PR #760, opened 2020-04-02
HDDS-3334. OM Client failover to next OM on NotLeaderException

hanishakoneru:

On receiving NotLeaderException from OM server, we should failover to the next OM in the list instead of the suggested Leader. This will ensure that all the OMs are contacted in a round robin way. Failing always to the suggested leader is not robust.

https://issues.apache.org/jira/browse/HDDS-3334

## How was this patch tested?

TestOzoneManagerHA#testOMProxyProviderFailoverToCurrentLeader already covers this test.

### DIFF
--- a/hadoop-ozone/common/src/main/java/org/apache/hadoop/ozone/om/protocolPB/OzoneManagerProtocolClientSideTranslatorPB.java
+++ b/hadoop-ozone/common/src/main/java/org/apache/hadoop/ozone/om/protocolPB/OzoneManagerProtocolClientSideTranslatorPB.java
@@ -250,11 +250,13 @@ public final class OzoneManagerProtocolClientSideTranslatorPB
               getNotLeaderException(exception);
           if (notLeaderException != null &&
               notLeaderException.getSuggestedLeaderNodeId() != null) {
-            // We need to failover manually to the suggested Leader OM Node.
+            // TODO: NotLeaderException should include the host
+            //  address of the suggested leader along with the nodeID.
+            //  Failing over just based on nodeID is not very robust.
+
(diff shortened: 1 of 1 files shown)


hadoop-ozone/integration-test/src/test/java/org/apache/hadoop/ozone/om/TestOzoneManagerHA.java
```diff
@@ -726,7 +726,7 @@ public void testOMProxyProviderFailoverToCurrentLeader() throws Exception {
     // information must be returned via the response and a failover must
     // happen to the leader proxy node.
     createVolumeTest(true);
-    Thread.sleep(2000);
+    Thread.sleep(5000);
```
vivekratnavel, line 729: Can we use lambdaTestUtils instead of sleep?
```suggestion
    LambdaTestUtils.await(6000, 2000, () -> (omFailoverProxyProvider.getCurrentProxyOMNodeId().equals(leaderOMNodeId)));
```

hanishakoneru: Didn't realize till Bharat pointed out that this test is disabled. I ll revert the change to test and we can fix this when enabling TestOzoneManagerHA. That test was disabled as it was flaky and would need more work before it can be enabled.

vivekratnavel: Sounds good!

vivekratnavel:
+1 LGTM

◇ ◇ ◇ ◇

__What you need to do__
All lines with the word "testOMProxyProviderFailoverToCurrentLeader" need to be copied from the data above.

__Task output__
TestOzoneManagerHA#testOMProxyProviderFailoverToCurrentLeader already covers this test.
@@ -726,7 +726,7 @@ public void testOMProxyProviderFailoverToCurrentLeader() throws Exception {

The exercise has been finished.